Stored items:

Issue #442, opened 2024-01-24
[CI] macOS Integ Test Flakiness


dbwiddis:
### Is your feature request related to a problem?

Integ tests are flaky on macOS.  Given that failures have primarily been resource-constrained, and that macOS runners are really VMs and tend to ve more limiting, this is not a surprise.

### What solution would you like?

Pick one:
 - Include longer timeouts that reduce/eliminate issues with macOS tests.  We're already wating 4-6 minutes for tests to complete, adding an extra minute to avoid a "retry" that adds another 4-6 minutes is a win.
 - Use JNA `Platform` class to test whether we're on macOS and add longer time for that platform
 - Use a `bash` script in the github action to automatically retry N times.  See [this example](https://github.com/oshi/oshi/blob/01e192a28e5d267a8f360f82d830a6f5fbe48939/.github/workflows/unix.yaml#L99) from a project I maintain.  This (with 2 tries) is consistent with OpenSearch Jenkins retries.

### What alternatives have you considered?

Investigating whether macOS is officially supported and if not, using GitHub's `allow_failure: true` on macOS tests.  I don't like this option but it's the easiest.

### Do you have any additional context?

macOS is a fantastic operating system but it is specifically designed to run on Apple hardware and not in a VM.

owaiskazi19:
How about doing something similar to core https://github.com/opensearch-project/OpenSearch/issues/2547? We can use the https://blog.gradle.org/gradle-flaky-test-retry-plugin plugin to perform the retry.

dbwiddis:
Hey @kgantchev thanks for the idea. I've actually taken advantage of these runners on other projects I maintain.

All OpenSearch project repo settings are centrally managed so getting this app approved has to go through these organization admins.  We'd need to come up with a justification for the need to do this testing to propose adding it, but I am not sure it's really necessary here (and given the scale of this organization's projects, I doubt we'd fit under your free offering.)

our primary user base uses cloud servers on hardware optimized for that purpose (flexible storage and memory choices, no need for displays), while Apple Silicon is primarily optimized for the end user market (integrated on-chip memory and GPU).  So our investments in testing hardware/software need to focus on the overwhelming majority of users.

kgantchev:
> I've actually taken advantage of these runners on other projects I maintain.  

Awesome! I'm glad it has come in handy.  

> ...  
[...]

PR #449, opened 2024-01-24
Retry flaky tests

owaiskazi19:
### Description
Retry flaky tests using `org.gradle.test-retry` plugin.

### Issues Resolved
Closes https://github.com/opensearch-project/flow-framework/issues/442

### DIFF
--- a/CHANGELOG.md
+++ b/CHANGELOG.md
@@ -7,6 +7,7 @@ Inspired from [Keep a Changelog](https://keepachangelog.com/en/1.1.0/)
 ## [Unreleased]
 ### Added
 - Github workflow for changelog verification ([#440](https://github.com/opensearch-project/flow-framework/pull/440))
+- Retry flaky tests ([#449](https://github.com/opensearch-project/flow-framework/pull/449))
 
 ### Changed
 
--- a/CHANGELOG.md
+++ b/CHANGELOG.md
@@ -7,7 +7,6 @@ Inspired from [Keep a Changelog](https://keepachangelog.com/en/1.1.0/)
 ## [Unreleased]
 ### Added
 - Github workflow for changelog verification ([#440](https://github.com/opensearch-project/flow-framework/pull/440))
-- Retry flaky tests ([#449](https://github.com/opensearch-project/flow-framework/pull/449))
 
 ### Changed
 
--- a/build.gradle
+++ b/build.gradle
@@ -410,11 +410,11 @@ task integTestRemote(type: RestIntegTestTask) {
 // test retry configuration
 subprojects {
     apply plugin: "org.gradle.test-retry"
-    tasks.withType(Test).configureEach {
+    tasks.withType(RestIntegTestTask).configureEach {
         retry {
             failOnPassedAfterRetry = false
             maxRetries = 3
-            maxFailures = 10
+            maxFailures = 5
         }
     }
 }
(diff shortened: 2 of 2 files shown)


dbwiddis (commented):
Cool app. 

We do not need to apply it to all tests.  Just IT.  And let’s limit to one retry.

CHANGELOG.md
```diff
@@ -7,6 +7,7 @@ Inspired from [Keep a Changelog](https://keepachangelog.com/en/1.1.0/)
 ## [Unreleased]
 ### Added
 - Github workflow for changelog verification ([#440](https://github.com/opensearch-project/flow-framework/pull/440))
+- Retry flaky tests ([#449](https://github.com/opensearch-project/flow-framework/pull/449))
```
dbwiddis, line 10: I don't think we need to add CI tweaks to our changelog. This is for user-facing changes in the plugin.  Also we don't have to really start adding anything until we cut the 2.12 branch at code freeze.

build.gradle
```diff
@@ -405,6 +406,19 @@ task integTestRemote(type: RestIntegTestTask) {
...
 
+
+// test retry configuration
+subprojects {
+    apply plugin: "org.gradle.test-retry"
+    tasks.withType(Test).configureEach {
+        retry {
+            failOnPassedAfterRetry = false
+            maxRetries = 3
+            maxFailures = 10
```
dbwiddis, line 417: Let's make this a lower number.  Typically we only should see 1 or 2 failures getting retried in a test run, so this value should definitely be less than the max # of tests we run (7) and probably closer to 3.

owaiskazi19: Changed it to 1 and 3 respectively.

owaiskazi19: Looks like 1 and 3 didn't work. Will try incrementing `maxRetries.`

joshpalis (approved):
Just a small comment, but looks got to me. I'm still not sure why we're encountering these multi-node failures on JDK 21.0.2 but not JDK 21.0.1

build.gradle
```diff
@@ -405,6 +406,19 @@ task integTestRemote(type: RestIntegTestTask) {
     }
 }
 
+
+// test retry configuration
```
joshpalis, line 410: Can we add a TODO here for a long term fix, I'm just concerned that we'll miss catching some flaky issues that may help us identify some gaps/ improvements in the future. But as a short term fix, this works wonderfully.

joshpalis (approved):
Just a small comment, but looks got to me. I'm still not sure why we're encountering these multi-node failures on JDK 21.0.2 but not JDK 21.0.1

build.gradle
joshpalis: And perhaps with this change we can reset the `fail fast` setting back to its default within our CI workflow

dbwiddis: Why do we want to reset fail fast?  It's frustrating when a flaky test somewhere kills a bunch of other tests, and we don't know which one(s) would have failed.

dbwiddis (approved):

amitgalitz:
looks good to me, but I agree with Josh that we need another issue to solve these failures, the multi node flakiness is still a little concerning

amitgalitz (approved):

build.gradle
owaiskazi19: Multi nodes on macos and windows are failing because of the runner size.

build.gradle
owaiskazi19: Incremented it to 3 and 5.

● WORK TO COMPLETE:
With every line intact, print the records above again.

● ANSWER BOX:
Issue #442, opened 2024-01-24
[CI] macOS Integ Test Flakiness


dbwiddis:
### Is your feature request related to a problem?

Integ tests are flaky on macOS.  Given that failures have primarily been resource-constrained, and that macOS runners are really VMs and tend to ve more limiting, this is not a surprise.

### What solution would you like?

Pick one:
 - Include longer timeouts that reduce/eliminate issues with macOS tests.  We're already wating 4-6 minutes for tests to complete, adding an extra minute to avoid a "retry" that adds another 4-6 minutes is a win.
 - Use JNA `Platform` class to test whether we're on macOS and add longer time for that platform
 - Use a `bash` script in the github action to automatically retry N times.  See [this example](https://github.com/oshi/oshi/blob/01e192a28e5d267a8f360f82d830a6f5fbe48939/.github/workflows/unix.yaml#L99) from a project I maintain.  This (with 2 tries) is consistent with OpenSearch Jenkins retries.

### What alternatives have you considered?

Investigating whether macOS is officially supported and if not, using GitHub's `allow_failure: true` on macOS tests.  I don't like this option but it's the easiest.

### Do you have any additional context?

macOS is a fantastic operating system but it is specifically designed to run on Apple hardware and not in a VM.

owaiskazi19:
How about doing something similar to core https://github.com/opensearch-project/OpenSearch/issues/2547? We can use the https://blog.gradle.org/gradle-flaky-test-retry-plugin plugin to perform the retry.

dbwiddis:
Hey @kgantchev thanks for the idea. I've actually taken advantage of these runners on other projects I maintain.

All OpenSearch project repo settings are centrally managed so getting this app approved has to go through these organization admins.  We'd need to come up with a justification for the need to do this testing to propose adding it, but I am not sure it's really necessary here (and given the scale of this organization's projects, I doubt we'd fit under your free offering.)

our primary user base uses cloud servers on hardware optimized for that purpose (flexible storage and memory choices, no need for displays), while Apple Silicon is primarily optimized for the end user market (integrated on-chip memory and GPU).  So our investments in testing hardware/software need to focus on the overwhelming majority of users.

kgantchev:
> I've actually taken advantage of these runners on other projects I maintain.  

Awesome! I'm glad it has come in handy.  

> ...  
[...]

PR #449, opened 2024-01-24
Retry flaky tests

owaiskazi19:
### Description
Retry flaky tests using `org.gradle.test-retry` plugin.

### Issues Resolved
Closes https://github.com/opensearch-project/flow-framework/issues/442

### DIFF
--- a/CHANGELOG.md
+++ b/CHANGELOG.md
@@ -7,6 +7,7 @@ Inspired from [Keep a Changelog](https://keepachangelog.com/en/1.1.0/)
 ## [Unreleased]
 ### Added
 - Github workflow for changelog verification ([#440](https://github.com/opensearch-project/flow-framework/pull/440))
+- Retry flaky tests ([#449](https://github.com/opensearch-project/flow-framework/pull/449))
 
 ### Changed
 
--- a/CHANGELOG.md
+++ b/CHANGELOG.md
@@ -7,7 +7,6 @@ Inspired from [Keep a Changelog](https://keepachangelog.com/en/1.1.0/)
 ## [Unreleased]
 ### Added
 - Github workflow for changelog verification ([#440](https://github.com/opensearch-project/flow-framework/pull/440))
-- Retry flaky tests ([#449](https://github.com/opensearch-project/flow-framework/pull/449))
 
 ### Changed
 
--- a/build.gradle
+++ b/build.gradle
@@ -410,11 +410,11 @@ task integTestRemote(type: RestIntegTestTask) {
 // test retry configuration
 subprojects {
     apply plugin: "org.gradle.test-retry"
-    tasks.withType(Test).configureEach {
+    tasks.withType(RestIntegTestTask).configureEach {
         retry {
             failOnPassedAfterRetry = false
             maxRetries = 3
-            maxFailures = 10
+            maxFailures = 5
         }
     }
 }
(diff shortened: 2 of 2 files shown)


dbwiddis (commented):
Cool app. 

We do not need to apply it to all tests.  Just IT.  And let’s limit to one retry.

CHANGELOG.md
```diff
@@ -7,6 +7,7 @@ Inspired from [Keep a Changelog](https://keepachangelog.com/en/1.1.0/)
 ## [Unreleased]
 ### Added
 - Github workflow for changelog verification ([#440](https://github.com/opensearch-project/flow-framework/pull/440))
+- Retry flaky tests ([#449](https://github.com/opensearch-project/flow-framework/pull/449))
```
dbwiddis, line 10: I don't think we need to add CI tweaks to our changelog. This is for user-facing changes in the plugin.  Also we don't have to really start adding anything until we cut the 2.12 branch at code freeze.

build.gradle
```diff
@@ -405,6 +406,19 @@ task integTestRemote(type: RestIntegTestTask) {
...
 
+
+// test retry configuration
+subprojects {
+    apply plugin: "org.gradle.test-retry"
+    tasks.withType(Test).configureEach {
+        retry {
+            failOnPassedAfterRetry = false
+            maxRetries = 3
+            maxFailures = 10
```
dbwiddis, line 417: Let's make this a lower number.  Typically we only should see 1 or 2 failures getting retried in a test run, so this value should definitely be less than the max # of tests we run (7) and probably closer to 3.

owaiskazi19: Changed it to 1 and 3 respectively.

owaiskazi19: Looks like 1 and 3 didn't work. Will try incrementing `maxRetries.`

joshpalis (approved):
Just a small comment, but looks got to me. I'm still not sure why we're encountering these multi-node failures on JDK 21.0.2 but not JDK 21.0.1

build.gradle
```diff
@@ -405,6 +406,19 @@ task integTestRemote(type: RestIntegTestTask) {
     }
 }
 
+
+// test retry configuration
```
joshpalis, line 410: Can we add a TODO here for a long term fix, I'm just concerned that we'll miss catching some flaky issues that may help us identify some gaps/ improvements in the future. But as a short term fix, this works wonderfully.

joshpalis (approved):
Just a small comment, but looks got to me. I'm still not sure why we're encountering these multi-node failures on JDK 21.0.2 but not JDK 21.0.1

build.gradle
joshpalis: And perhaps with this change we can reset the `fail fast` setting back to its default within our CI workflow

dbwiddis: Why do we want to reset fail fast?  It's frustrating when a flaky test somewhere kills a bunch of other tests, and we don't know which one(s) would have failed.

dbwiddis (approved):

amitgalitz:
looks good to me, but I agree with Josh that we need another issue to solve these failures, the multi node flakiness is still a little concerning

amitgalitz (approved):

build.gradle
owaiskazi19: Multi nodes on macos and windows are failing because of the runner size.

build.gradle
owaiskazi19: Incremented it to 3 and 5.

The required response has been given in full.